Fig. 2: Association results and functional prediction of lung cancer risk-associated potential splicing SNPs.

a Manhattan plot of the overall results. There were 295 SNPs related to RNA splicing with a nominal P < 0.05, 14 of which remained with FDR < 0.20. The x-axis indicates the chromosome number and the y-axis shows the association P values with lung cancer risk (as −log10 P values).
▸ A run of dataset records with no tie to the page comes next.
PR #691, opened 2019-02-09
Documentation: Developer Console: How to shutdown

pawohl:
>> osgi:shutdown

> Command not found: osgi:shutdown

Help says there is `system:shutdown`.


lkiesow:
`system:shutdown` makes sense → merged

PR #692, opened 2019-02-09
MH-13310, Simplify `AQueryBuilderImpl#always`

lkiesow:
The previous implementation basically created a predicate of the form
`q == q`, where `q` is some query variable (here `Q_SNAPSHOT`),
to create a predicate that is always true.
This works but introduces `q` as a variable in the `WHERE` clause
of every query that uses this combinator, which in turn requires
a matching declaration in the `FROM` clause, even though a query
in might not even need `q`.

The new implementation is still a bit roundabout. I would have
preferred the empty condition to just look like `true` when rendered
to SQL, but that is not valid JPQL. `true = true` works, though.

@JulianKniephoff, please forgive me, I bluntly stole your commit from the closed pull request #650 since I think that this one does make sense in any case.


smarquard (approved):
Code looks good. We have merged and deployed this in our 6.x build and has not caused any issues that I'm aware of.

JulianKniephoff:
@lkiesow it's fine; I'm glad to see at least some of the work from #650 bear fruit, seeing as how that one turned into a bit of a trainwreck. :sweat_smile:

The horizontal blue line represents P values of 0.05, while the red line indicated the FDR threshold 0.20. Regional association plot, which shows the LD between the top SNP rs329118 on JADE2 (b), rs2285521 on GGA2 (c), and rs198459 on MYRF (d), and other SNPs in the region of 500 kb up- or downstream of the top SNP. Locations, functional prediction, and position weight matrix based Sequence Logo of three SNPs. JADE2 rs329118 (e) and GGA2 rs2285521 (f) are located within one CpG island and presented strong signals of active enhancer and promoter functions (indicated by H3K4 methylation, histone modification H3K27 acetylation, and DNase hypersensitivity, respectively). MYRF rs198459 (g) is located within one CpG island and presented strong signals of active enhancer and promoter functions (indicated by H3K4 methylation and DNase hypersensitivity, respectively). The panels were adapted from the UCSC Genome Browser. Three SNPs are located on the AP2B motif (e), the MYOD1 motif (f), and the ELK3 motif (g), respectively.